Ordinary least squares (OLS) estimation of regression coefficients in the presence of more predictors than number of observations and/or high degree of near collinearity among the predictors performs poorly by producing very unstable estimates and very poor prediction accuracy (Draper and Smith, 1998). Principal component regression (PCR) and partial least squares regression (PLSR) provide a solution to both challenges by using linear combinations of predictors instead of individual predictors (Vigneau et al., 1997). Strictly speaking PLSR is a generalization of PCR.

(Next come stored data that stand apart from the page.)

PR #11627, opened 2026-03-01
Correct battery voltage for _TZE200_jt50ea5d

Liionboy:

### DIFF
--- a/src/devices/tuya.ts
+++ b/src/devices/tuya.ts
@@ -1885,7 +1885,7 @@ export const definitions: DefinitionWithExtend[] = [
                 .withDescription("Outlet water temperature")
                 .withValueMin(0)
                 .withValueStep(0.01),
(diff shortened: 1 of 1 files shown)


Koenkk:
Thanks!

Liionboy:
@Koenkk there is a problem with this senzor from what o saw, is work only if use like this:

The difference between PCR and PLSR lies in the different ways they construct new predictor variables (components) as linear combinations of the original predictor. While PCR creates components to explain the observed variability in the predictor X variables only, PLSR creates components to explain variability in both the predictor X and response

Y variable. As a results PLSR becomes PCR if it ignores the response during the pro-

cess of creating components to explain observed variability. In constructing the principal components of X, the PLSR algorithm iteratively maximizes the strength of the relation of successive pairs of X and Y component scores by maximizing the covariance of each X-score with the Y variables. Because of its general strategy, PLSR is sometimes called Projection to Latent Structures in the natural sciences (Abdi, 2010). The distinct advantage of both methods lies in their use of linear combinations which leads to models that are able to fit the response variable with fewer components. We however note that whether or not this reduction ultimately translates into a more parsimonious model, in terms of its practical use,

depends on the context. While PCR is a popular technique among social scientists, PLSR enjoys large popularity among the natural sciences particularly in chemommetrics (compu- tational chemistry) where it is heavily used in chemical analysis following developments in spectroscopy (many highly correlated predictors) since the 1970s (Mevik and Wehrens, 2007). PLSR is a generalized multivariate statistical technique with ability to model multiple predictors as well as multiple responses, handle multicollinearity among predictors and help make stronger predictions by creating independent components/latent variables directly on the basis of cross-products involving the response variable/s. Some of its limitations include greater difficulty of interpreting the loadings of the independent latent variables (which are based on X−Y cross-product relations, not based as in common factor analysis on covariances among the manifest predictors). The mix of advantages and disadvantages makes PLSR more appealing as a predictive technique and not as an interpretive technique tool.

Theoretically PLSR should have an advantage over PCR but in most situations in practice both methods achieve similar prediction accuracies (Wold et al., 2001). While PLSR usually needs fewer latent variables than PCR (i.e. with the same number of latent variables) and will cover more of the variation in the response Y , PCR will cover more of the variances in predictor/s X. Frank and Friedman (1993) showed that both PCR and PLSR behave very similar to ridge regression (next section). Although Hastie et al. (2009) showed that both PCR and PLSR behave as shrinkage methods (next section), in some cases PLSR seems to increase the variance of individual regression coefficients, an observation which may mean that PLSR is not always better than PCR. PLSR can be implemented as a regression model to predict one or more responses from a set of one or more predictors using pls package in R software (Mevik and Wehrens, 2007).